Loren, known as Lo, comes from a long line of psychic women who have visions of their soulmates before they meet. Her own mom died when she was young, and she’s never had a vision of her own until her freshman year of college. The image she sees confirms for her that she’ll meet her soulmate during a summer backpacking trip in Italy.
On her first stop, Venice, she is rescued from a runaway trolley by Caleb, and she’s sure he’s the one. But how does she get to know him without scaring him off with the news of her vision? And how does she reconcile being with Caleb when her feelings for her long-time best friend Teller, who is on the trip with her, seem to be growing? That’s what Lo has to find out in Something Like Fate by Amy Lea.

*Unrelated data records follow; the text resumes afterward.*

PR #6162, opened 2022-04-22
Allow to interpolate segments for faster annotation

### LINKED ISSUE #5434: Allow volume interpolation between sections
## Detailed Description
Interpolation between two volume-annotated sections can enable a user to only annotate each n-th section. Therefore, increasing volume annotation speed by a factor of n (the trade-off is of course less precision which makes an additional proofreading pass necessary).

## Context
This would strengthen webKnossos' position as a fast annotation tool. Often high-precision is crucial, but there are also lot of cases where a trade-off in quality is perfectly fine.

## Behavior/Implementation
We already have the "copy segmentation from previous layer" functionality (mapped on `v`). We could leverage the same feature and extend it so that it also performs interpolation. An example workflow could be:
- user annotates slice n
- user moves forward (f) twice
- user annotates slice n + 2
- ...
- user annotates slice n + 20
- user goes back to slice n + 1
- user hits V to copy and interpolate the segmentation from the adjacent slices
- user moves forward to n + 3
- ...

This workflow might look cumbersome at first, but I think, that it's easy to grasp what happens. Also, the second pass should be made, anyway, by the user to proof-read the annotation. Further improvements could be made in later iterations.

## Effort
`v` would need to be adapted to take into account both sides of the current slice and interpolate between them. For now, we could limit this to only the immediate neighbors (so, only annotating every 2nd slice is supported). Therefore, this should be quite easy to implement. One would probably need to construct distance-maps for the two slices and interpolate between those.
Maybe 1d - 2d.

philippotto:
- implements annotating every 2nd slice so that the missing slices are interpolated
  - only works in XY (I think, this is also fine for now since this is the highest quality, anyway)
  - only when labeling (not erasing) <-- also intended
  - details:
    - a signed distance transform is computed for slice 1 and 3
    - the mean of these distances is computed and values below 0 are labeled then
- types the mjs / V2 / V3 module "properly" (ignore whitespace when reviewing)
- refactors the volume saga a bit (the helper module is new and only consists of moved code)
- misc (type) fixes
- Changes default of `dynamicSpaceDirection` property to false to avoid confusion.
- add `volumeInterpolationAllowed` to task settings which is disabled by default to avoid that tasks are accidentally done with interpolation

- https://interpolatesegments.webknossos.xyz

### Steps to test:
- create a new annotation
- switch to brush or trace tool
- enable the interpolation feature (see new button in toolbar)
- label every 2nd slice
- every (2nd+1) slice should be filled out automatically
- task handling
  - create a task type with volume enabled and volume interpolation allowed (default should be disallowed)
  - also enable the recommended settings and set volume interpolation to true (should be listed in the default recommended settings)
  - create a new task with the type from above
  - get task in dashboard
  - ensure that interpolation feature is enabled due to the recommendation and that it can be used
  - edit task type to allow interpolation
  - reload task annotation from above
  - ensure that interpolation feature cannot be used

### Todo:
- [x] make it work with other directions (i.e., decreasing z)
- Potentially as a follow-up
  - [x] multi-mag support
    - [X] make zoomed out interpolation work in 2-2-1
    - [x] make interpolation in 2-2-1 work when annotation is restricted to 2-2-1 (still buggy, could be related to https://github.com/scalableminds/webknossos/issues/6138)
    - [x] make interpolation work in 4-4-2 (i.e., z is not 1)
  - [x] interpolation depth > 2
    - [X] implement support
    - ~[ ] enable in UI (I think, we need to think about the details here; for example: what happens if I set the interpolation depth to 4 and then only go 3 slices forward? the interpolation will then look 4 slices back which is suboptimal for multiple reasons)~ I created https://github.com/scalableminds/webknossos/issues/6183 for this
  
### Issues:
- fixes #5434 

------
- [x] Ready for review


frontend/javascripts/test/model/model_resolutions.spec.ts
```diff
@@ -28,10 +28,10 @@ test("Complex convertToDenseResolution", (t) => {
       dataLayers: [
         {
           resolutions: [
+            [16, 16, 2],
```
philippotto, line 31: this test covers now unsorted resolutions, too.

frontend/javascripts/oxalis/model/volumetracing/volume_annotation_sampling.ts
```diff
@@ -344,16 +344,11 @@ export function applyVoxelMap(
...
+        const nextBucketZoomedAddress: Vector4 = [...labeledBucketZoomedAddress];
         nextBucketZoomedAddress[thirdDimensionIndex]++;
         postprocessBucket(bucket);
-        // @ts-expect-error ts-migrate(2345) FIXME: Argument of type 'number[]' is not assignable to p... Remove this comment to see the full error message
         bucket = dataCube.getOrCreateBucket(nextBucketZoomedAddress);
         preprocessBucket(bucket);
-
-        if (bucket.type === "null") {
-          continue;
-        }
```
philippotto, line 356: this already happens directly after the if.

philippotto:
@daniel-wer Maybe you already want to have a look at this PR? Also from a usability point of view..
I'm still having some trouble with the multi-mag support (see PR description), but maybe I'll simply restrict this feature to mag 1 for now. Then the PR is not blocked, anymore. What do you think?

The only bit missing is the "make it work with other directions (i.e., decreasing z)". However, the changes shouldn't be that big.

frontend/javascripts/oxalis/model/sagas/volume/volume_interpolation_saga.ts
```diff
@@ -0,0 +1,257 @@
...
+  const isVolumeInterpolationEnabled = yield* select(
+    (state) => state.userConfiguration.isVolumeInterpolationEnabled,
+  );
+
+  if (!isVolumeInterpolationEnabled) {
+    return;
+  }
+
+  if (activeViewport !== "PLANE_XY") {
+    // Interpolation is only done/supported in XY
```
daniel-wer, line 116: One open question is how this could be communicated to the user. Since you're showing a toast if the resolution is too low, the same could be done here, maybe

frontend/javascripts/oxalis/model/bucket_data_handling/bounding_box.ts
```diff
@@ -131,23 +130,56 @@ class BoundingBox {
...
+    return new BoundingBox({
+      min: V3.sub(this.min, marginsLeft),
+      max: V3.add(this.max, marginsRight),
+    });
+  }
+
+  /*
+   * Each component of margins is used as
+   *   - a left margin IF the value is positive
+   *   - a right margin IF the value is negative (the absolute value will be
```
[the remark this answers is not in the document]
philippotto: I thought about the semantics of negative values for a while when writing this and wasn't really sure. In the end, I picked the variant which didn't require a `-1` on the calling side. But if you expected it to be the other way round, that's a good indicator to do so. I'm changing it :)

daniel-wer (commented):
Great job completing all those potential follow-ups in this PR already! Code LGTM, I'll test again on Monday, once the newest version is deployed.

CHANGELOG.unreleased.md
```diff
@@ -11,8 +11,11 @@ For upgrade instructions, please check the [migration guide](MIGRATIONS.released
 [Commits](https://github.com/scalableminds/webknossos/compare/22.05.0...HEAD)
 
 ### Added
+- Added Volume Interpolation feature. When enabled, it suffices to only label every 2nd slice. The skipped slices will be filled automatically by interpolating between the labeled slices. The little arrow indicates whether you are currently labeling with increasing or decreasing X/Y/Z. This feature is disabled by default (and also forbidden by default for tasks). [#6162](https://github.com/scalableminds/webknossos/pull/6162)
```
```suggestion
- Added Volume Interpolation feature. When enabled, it suffices to only label every 2nd slice. The skipped slices will be filled automatically by interpolating between the labeled slices. This feature is disabled by default. Note that the feature is even forbidden for tasks by default, but can be enabled/recommended. [#6162](https://github.com/scalableminds/webknossos/pull/6162)
```

CHANGELOG.unreleased.md
```diff
@@ -11,8 +11,11 @@ For upgrade instructions, please check the [migration guide](MIGRATIONS.released
...
 
 ### Changed
+- The mouse cursor now changes appearance to indicate the currently selected annotation tool  [#6132](https://github.com/scalableminds/webknossos/pull/6132)
```
philippotto, line 17:
```suggestion
```

merge error

frontend/javascripts/oxalis/model/bucket_data_handling/bounding_box.ts
```diff
@@ -67,20 +67,16 @@ class BoundingBox {
...
-      Math.min(this.max[1], other.max[1]),
-      Math.min(this.max[2], other.max[2]),
-    ];
+    const newMin = V3.max(this.min, other.min);
+    const uncheckedMax = V3.min(this.max, other.max);
+
+    // Ensure the bounding box does not get a negative
+    // extent.
+    const extent = V3.max(V3.sub(uncheckedMax, newMin), [0, 0, 0]);
+    const newMax = V3.add(newMin, extent);
```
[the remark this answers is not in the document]
philippotto: Ah, very good :+1: It felt a bit weird to me when writing it :laughing:

conf/evolutions/082-annotationsettings-volumeInterpolationAllowed.sql
```diff
@@ -0,0 +1,12 @@
+-- https://github.com/scalableminds/webknossos/pull/???
+
```
fm3, line 2:
```suggestion
```
I have come to believe that git blame should actually be enough to link evolutions back to PRs :) Let’s skip looking up and inserting the PR number here from now on. (No need to modify old evolution files, though)

fm3 (commented):
Backend LGTM! 💪

daniel-wer (commented):
Changes LGTM.

Feedback from testing:
- [x] It's not possible to create a task type where volume interpolation is allowed. The frontend always seems to send `volumeInterpolationAllowed: false` to the server when creating/editing a task type, regardless of the actual state of the setting.
- [x] Volume interpolation also cannot be enabled in an explorative annotation any longer since the server sends `volumeInterpolationAllowed: false` in the info request which disables the button. I think this was caused by a change in the defaults in one of the latest changes.

fm3 (approved):
Works for me 🚀

PR #6165, opened 2022-04-25
Asynchronous cache for zarr chunk loading

fm3:
Switches the chunk cache inside zarr array implementation from a synchronous to asynchronous one. This means that concurrent incoming requests that are all cache misses do not each trigger chunk fetching. Only one does and the other requests hook into that.

I use the caching library from akka for this. Side effects include:
 - The new cache is no longer LRU but LFU (frequency based). I do not think this will have much noticeable impact.
 - The new cache has expiry times, which I think is a nice addition made simple by the new akka cache
 - The signatures of many functions had to becomes asynchronous, which makes the code a bit less readable but should be acceptable. It also paves the way for other asynchronous action
 - The exception handling inside ZarrBucketProvider could no longer use the `tryo` shortcut, instead I use `Fox.recover` to achieve the same effect.

- https://zarralru.webknossos.xyz

### Steps to test:
- Load remote zarr dataset, ideally one with very different chunk shape from the requested 32² (talk to me about a datasource-properties.json)
- The first few requests should cause a lot less load, be answered more quickly.
- wkw datasets and local zarr files should still load

### Issues:
- contributes to #6119 

------
- [x] Ready for review

### DIFF
--- a/CHANGELOG.unreleased.md
+++ b/CHANGELOG.unreleased.md
@@ -19,6 +19,7 @@ For upgrade instructions, please check the [migration guide](MIGRATIONS.released
   - Add filter functionality to "Access Permissions" column to filter for public datasets.
   - Removed `isActive` and `isPublic` columns to save screen space.
   - Changed data layer entries to display layer names instead of categories, e.g. "color" --> "axons".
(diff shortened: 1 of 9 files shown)


jstriebel (approved):
LGTM :+1:

Issue #7199, opened 2023-07-11
Adding dataset in folder with rights while not having rights to organization root folder


frcroth:
When a user does not have access rights to the root folder of an organization but access to a different (sub)folder, they can upload a dataset (which is automatically in the root folder) but then not access it (or even complete the import procedure). (additional context: https://scm.slack.com/archives/C5AKLAV0B/p1689069626934229?thread_ts=1689064935.050179&cid=C5AKLAV0B)

## Expected Behavior
Two options to fix this:
	- Store folder directly on upload so that the dataset is not uploaded into the root directory (preferred)
	- Disallow uploading generally when a user does not have access rights to the root directory

## Steps to Reproduce the bug

1. As the admin user, create a directory and give acess to a non-admin user via team permission (the non-admin user does not have rights to upload in the root directory)
2. Make the non-admin user team manager
3. As the non-admin user, try to upload a dataset in that folder

fm3:
I agree that users with this rights configuration should be able to upload into the directories that they have write access for. The information in which folder the dataset should land should be propagated accordingly. I would have expected this to happen already, via `/datastores/:name/reserveUpload` but apparently there is some bug in that logic.

fm3:
I double-checked that this works for upload, and this issue concerned with the addRemote aka put datasource variant

PR #7200, opened 2023-07-11
Being dataset uploader does not make editable true

### LINKED ISSUE #6780: being dataset uploader should not make isEditable true
Currently, the uploader is allowed to edit the dataset, there is no way to revoke this.

Can it be removed without breaking the initial teams logic during upload? Probably, because team managers can only upload to directories that grant them access anyway. Needs to be double-checked, though.

Edit this both in sql list query and scala-based isEditable.

Compare https://github.com/scalableminds/webknossos/pull/6759#discussion_r1085098419

frcroth:
- https://___.webknossos.xyz

### Steps to test:
- Create dataset with read acess by non-admin user.
- Set uploader in db.
- Ensure that the user still can not edit it (e.g. via PATCH /datasets/org/dataset/updatePartial)

Uploading a dataset requires managing permissions in that folder (see #7199 for an issue arising from that). That way the initial uploading logic should be unaffected.

### Issues:
- fixes #6780 

Also "uploader" is not used for remote datasets?

------
- [x] ~~Updated [migration guide](../blob/master/MIGRATIONS.unreleased.md#unreleased) if applicable ???~~


fm3 (approved):
Thanks!

No migrations are necessary, I also double-checked that this detail is not mentioned in the docs, so no changes needed there either.

Could you write an additional issue for setting uploader during explore-and-add for remote datasets? I think that would make sense.

Also, good find on the other issue with folder permissions. We should have a look at that soon. (It’s not extremely pressing, though, since most people who add datasets are admin or dataset managers anyway)

PR #7205, opened 2023-07-13
Add button to save current view configuration as default in view mode

### LINKED ISSUE #5183: Add button for making view settings default
## Detailed Description
Add a button in the view mode of a dataset to persist the current view configuration (e.g. histogram settings, layer enabled, color, inverted, position, zoom) for this dataset as default view configuration.

Maybe this could be implemented alongside #4772.

## Context
Setting the view configuration of a dataset is finicky, because it needs to be expressed in a JSON format in the dataset settings view. What I typically do, is to configure the dataset optics in the view mode and then go to the settings to try to replicate these values in the JSON format.

MichaelBuessemeyer:
- https://updatedefaultlayerconfiginviewmode.webknossos.xyz

### Steps to test:
- Open a dataset in view mode (as admin or dataset manager)
- Change the view mode configuration in a recognizable way (e.g. set histogram min = 100, max = 200)
- Use the new button at the bottom of the layer configuration tab to save the new configuration
- A modal should open up for confirmation. If you cancel the action, no update should be performed.
- If you confirm the modal, a toast should indicate that the updated succeeded
- Use the crog-icon next to the dataset name at the top of the info tab to open the dataset settings
- Go to the view configurations and confirm that the update worked successfully.

## TODOs:
- [x] Test whether this pr works well together with the new layer ordering pr during cover mode for color layers. #7188

### Issues:
- fixes #5183

------


MichaelBuessemeyer:
@normanrz could you please take a better example image that has the same style as the other images from the docs once this pr is merged?

frontend/javascripts/oxalis/view/left-border-tabs/layer_settings_tab.tsx
```diff
@@ -1103,6 +1141,17 @@ class DatasetSettings extends React.PureComponent<DatasetSettingsProps, State> {
           </Row>
         ) : null}
 
+        {this.props.controlMode === ControlModeEnum.VIEW && this.props.isAdminOrManager ? (
```
daniel-wer, line 1144: Is there a reason why this is only allowed from view mode? I cannot read from the issue description that this was a requirement and was wondering why you introduced this restriction.
I guess annotations would complicate this functionality, because volume annotation layers would need to be filtered out and/or replaced by their fallback layers :thinking: 
@normanrz Do you think it's sufficient to enable this for viewed datasets, only?

frontend/javascripts/oxalis/view/left-border-tabs/layer_settings_tab.tsx
```diff
@@ -1049,6 +1052,41 @@ class DatasetSettings extends React.PureComponent<DatasetSettingsProps, State> {
...
+            position,
+            zoom,
+          });
+          await updateDatasetDefaultConfiguration(dataset, completeDatasetConfiguration);
+          Toast.success("Successfully saved the current view configuration saved as default.");
+        } catch (error) {
+          Toast.error(
+            "Failed to save the current view configuration as default. Please look at the console for more details.",
+          );
+          console.error(error);
```
daniel-wer, line 1084: Please add airbrake logging as well.

daniel-wer (commented):
Nice functionality :+1: Please see my suggestions and remarks.

I'll report back after testing :monkey:

daniel-wer:
Regarding my comment https://github.com/scalableminds/webknossos/pull/7205#discussion_r1265355156

I tested which settings are saved and restored when using the new functionality and it seems to be all-of-them (all dataset-related settings). This is in contrast to the existing configuration UI where only the values you mentioned can be modified. We need to decide whether (a) it's fine that the new functionality is more powerful, (b) the existing UI should be extended to have the same capabilities, or (c) the new functionality should be restricted to only persist the values that can be modified in the existing UI.

I made a screenshot of the settings before. Then, I modified all settings, saved using the new functionality and opened the dataset with a new user:

Before             |  After
:-------------------------:|:-------------------------:
settings_before  |  settings_after
settings_before_2  |  settings_after_2

Apart from that inconsistency, the functionality works very well :)

frontend/javascripts/oxalis/view/left-border-tabs/layer_settings_tab.tsx
```diff
@@ -1141,6 +1190,7 @@ const mapStateToProps = (state: OxalisState) => ({
   task: state.task,
   controlMode: state.temporaryConfiguration.controlMode,
   isArbitraryMode: Constants.MODES_ARBITRARY.includes(state.temporaryConfiguration.viewMode),
+  isAdminOrManager: state.activeUser != null ? Utils.isUserAdminOrManager(state.activeUser) : false,
```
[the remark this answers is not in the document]
MichaelBuessemeyer: Oh yeah, sorry I thought that the "Manager" in `isUserAdminOrManager` stands for "DatasetManager". Thanks for pointing out

frontend/javascripts/oxalis/view/left-border-tabs/layer_settings_tab.tsx
MichaelBuessemeyer: > I guess annotations would complicate this functionality, because volume annotation layers would need to be filtered out and/or replaced by their fallback layers 

Excactly that was my thought :+1: (Additionally norman mentioned to me that view mode only should be fine)

frontend/javascripts/oxalis/view/left-border-tabs/layer_settings_tab.tsx
```diff
@@ -1049,6 +1052,41 @@ class DatasetSettings extends React.PureComponent<DatasetSettingsProps, State> {
...
+    const { dataset, datasetConfiguration } = this.props;
+    Modal.confirm({
+      title: "Save current view configuration as default?",
+      content: (
+        <>
+          Do you really want to save your current view configuration as the dataset's default?
+          <br />
+          This will overwrite the current default view configuration.
+          <br />
+          This includes the current camera position, zoom level, interpolation setting and layer
```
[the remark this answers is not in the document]
MichaelBuessemeyer: So: Here are the results of my investigation: All settings you mentioned are sent to the backend and upon loading the dataset in view mode all settings are returned from the backend except for the position, zoon, and maybe rotation. But I think the default position and zoom and rotation are sent by another request to the frontend. Although the position does not seem to be applied upon loading the dataset (without the position already being defined by the query params)

Note that I did not test the `segmentationPatternOpacity` and the `rotation property.

This makes the new button more potent than the settings UI as the settings UI does not allow to configure the following settings:
```
fourBit
renderMissingDataBlack
loadingStrategy
blendMode
```

> I'm wondering whether we should make it more explicit what exactly would be saved.

For this I can add a table to the modal that tasks for confirmation. The table would list the properties saved. 

To agree upon what settings should be saved we can talk in person :)

MichaelBuessemeyer:
> The layer configuration in the dataset view settings doesn't currently allow to change: brightness, contrast, min, max
I think these should be added to the schema so they can be changed (and documentation in the table at the right should be added, too).

I am pretty sure that brightness and contrast were replaced with `min, max, intensityRange` and thus they should not be configurable. But you are right with `min` and `max`. They are already configurable via the json layer config in the UI and are now also added to the table.

As discussed I reworked the UI and made the `intensityRange` setting optional / required for color layers.
As this change required some changes in multiple files, it would be great if you could look over them to avoid accidental bugs :pray:

frontend/javascripts/types/schemas/dataset_view_configuration_defaults.ts
```diff
@@ -62,6 +63,11 @@ export const enforceValidatedDatasetViewConfiguration = (
           existingLayerConfig,
         );
         eliminateErrors(existingLayerConfig, layerErrors, layerConfigDefault);
+        if (layer.category === "segmentation") {
+          delete existingLayerConfig.intensityRange;
+        } else if (existingLayerConfig.intensityRange == null) {
+          existingLayerConfig.intensityRange = getDefaultIntensityRangeOfLayer(dataset, layer.name);
```
daniel-wer, line 69: Why is this always added for color layers? In my tests, I saved a layer configuration of 

```
{
  "color": {},
  "segmentation": {} 
}
```

and when I reloaded the page, the layer configuration was:

```
{
  "color": {
    "intensityRange": [
      0,
      255
    ]
  },
  "segmentation": {}
}
```

This was unexpected.

daniel-wer (commented):
Thank you for the newest improvements. I have a couple of small remarks, but afterwards this PR should be ready to be merged :+1:

MichaelBuessemeyer (commented):
Thanks for the review daniel. I hope everything should be fine now.

frontend/javascripts/oxalis/model/sagas/clip_histogram_saga.ts
```diff
@@ -11,11 +11,7 @@ import { api } from "oxalis/singletons";
 import { getActiveMagIndexForLayer } from "../accessors/flycam_accessor";
 
 function onThresholdChange(layerName: string, [firstVal, secVal]: [number, number]) {
-  if (firstVal < secVal) {
-    Store.dispatch(updateLayerSettingAction(layerName, "intensityRange", [firstVal, secVal]));
-  } else {
-    Store.dispatch(updateLayerSettingAction(layerName, "intensityRange", [firstVal, secVal]));
-  }
+  Store.dispatch(updateLayerSettingAction(layerName, "intensityRange", [firstVal, secVal]));
```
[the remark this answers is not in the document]
daniel-wer: Sounds good, thank you for testing!

daniel-wer (approved):
Nice, LGTM :+1:

MichaelBuessemeyer:
Sadly, (but obviously) this pr did not work with #7188 out of the box. I had to add a missing form item that enables the user to manipulate and save the order of the color layers. 
As an approach, I used the same dnd lib as used in #7188 to create a list of sortable color layer names via dnd.
Sadly this also implies that I had to add another settings item to the UI. This means by the current layout that a new row only for a single setting needed to be added.

The current version looks like this: 
image
(Below the part of the image is a divider and then the json settings input for each layer. I excluded this in the screenshot.)
As the list takes up a lot of space on the screen, I wrapped it in a collapsable and hide it as default. The collapsible is also only extendable when having more than one color layer.

 @philippotto @daniel-wer Do you think this UI is okayish enough? / Do you have suggestions?

frontend/javascripts/messages.tsx
```diff
@@ -79,6 +80,8 @@ export const settingsTooltips: Partial<Record<keyof RecommendedConfiguration, st
     "Set the blend mode for the dataset. The additive mode (default) adds the data values of all color layers. In cover mode, color layers are rendered on top of each other so that the data values of lower color layers are hidden by values of higher layers. Cover mode enables reordering of color layers.",
   renderWatermark: "Show a WEBKNOSSOS logo in the lower-left corner of each screenshot.",
   antialiasRendering: "Antialias rendering (can impact performance)",
+  colorLayerOrder:
+    "Set the order in which color layers are rendered. This setting will only affect the cover blend mode.",
```
philippotto, line 84:
```suggestion
    "Set the order in which color layers are rendered. This setting is only relevant if the cover blend mode is active.",
```

is a bit clearer in my opinion.

frontend/javascripts/dashboard/dataset/color_layer_ordering_component.tsx
```diff
@@ -0,0 +1,74 @@
...
+      const movedElement = colorLayerNames[oldIndex];
+      let newColorLayerNames = colorLayerNames.filter((_, index) => index !== oldIndex);
+      newColorLayerNames.splice(newIndex, 0, movedElement);
+      onChange(newColorLayerNames);
+    }
+  };
+
+  const isSettingEnabled = colorLayerNames && colorLayerNames.length > 1;
+  const collapsibleDisabledExplanation =
+    "This setting only makes sense if there are multiple color layers.";
```
philippotto, line 42:
```suggestion
    "The order of layers can only be configured when the dataset has multiple color layers.";
```

philippotto:
Code looks good, but I couldn't change the layer order for this DS: https://updatedefaultlayerconfiginviewmode.webknossos.xyz/datasets/sample_organization/idr0101A-4d/edit
even though it has multiple color layers?

frontend/javascripts/types/schemas/dataset_view_configuration_defaults.ts
```diff
@@ -71,6 +98,7 @@ export const enforceValidatedDatasetViewConfiguration = (
           : _.pickBy(layerConfigDefault, (value: any) => value !== null);
       }
     });
+    ensureDatasetSettingsHasLayerOrder(datasetViewConfiguration, dataset);
```
MichaelBuessemeyer, line 101: > Code looks good, but I couldn't change the layer order for this DS: https://updatedefaultlayerconfiginviewmode.webknossos.xyz/datasets/sample_organization/idr0101A-4d/edit
even though it has multiple color layers?

Thanks for finding this bug :mag:.

This line should fix the bug (according to my testing). 
The problem was I added the new property `colorLayerOrder` (see https://github.com/scalableminds/webknossos/pull/7188) and that it is expected to be always present in a validated `DatasetConfiguration`. But the backend does not send this property if it wasn't set by the frontend previously. 
Previous to my changes, the property was only enforced during model initialization (see changes in `model initialization`). But the enforcing of the property with correct values must be done every time when working with a `DatasetConfiguration`. Thus it made more sense to me, to move the enforcing code to the `enforceValidatedDatasetViewConfiguration` function. 
This covers the bug, as this function is explicitly called in `dataset_settings_view.tsx` after it is fetched from the backend. 
Additionally, the `enforceValidatedDatasetViewConfiguration` is also enforced for the model initialization as it is part of the `getDatasetViewConfiguration` API backend call in `admin_rest_api.ts` which is called during the model initialization to fetch the `DatasetConfig` from the backend.

Could you please retest the changes (once the CI is done)?

philippotto: Hm, it still doesn't work for me [here](https://updatedefaultlayerconfiginviewmode.webknossos.xyz/datasets/sample_organization/idr0101A-4d/edit)? :thinking: Does it work for you?

philippotto: Great, now it works :)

The book seems ripe for an adaptation to a rom-com movie, and all the plot points are there: a girl who misses her mom, her dad who doesn’t like to talk about the past, a guy who’s always been seen as a best friend who morphs from nerd to hottie after high school, and a new, exciting love interest.
There’s also the dreamy location. Lo spends time in Venice, Florence, Tuscany, Rome, and on the Amalfi Coast, retracing most of the stops her mom and aunt went to before she was born. Along the way, Lo finds things out from her family that she didn’t know about her mom, her aunts, her dad, and more. And Lo debates what it means to be with someone, and how relationships and affections can grow. Something Like Fate also gives a nod to movie rom-coms, with Lo and Teller quoting lines from the multiple films they have watched together as well as her expectations of “meet cute” scenarios.
While I would have preferred less detail about Lo’s life with Teller before their trip, sometimes her reflections last longer and cover more mundane details than I prefer, in general I thought the story was interesting and fun and provided a few twists that I didn’t see coming even though I guessed the eventual outcome.
The publisher provided a copy of this title in exchange for my honest review.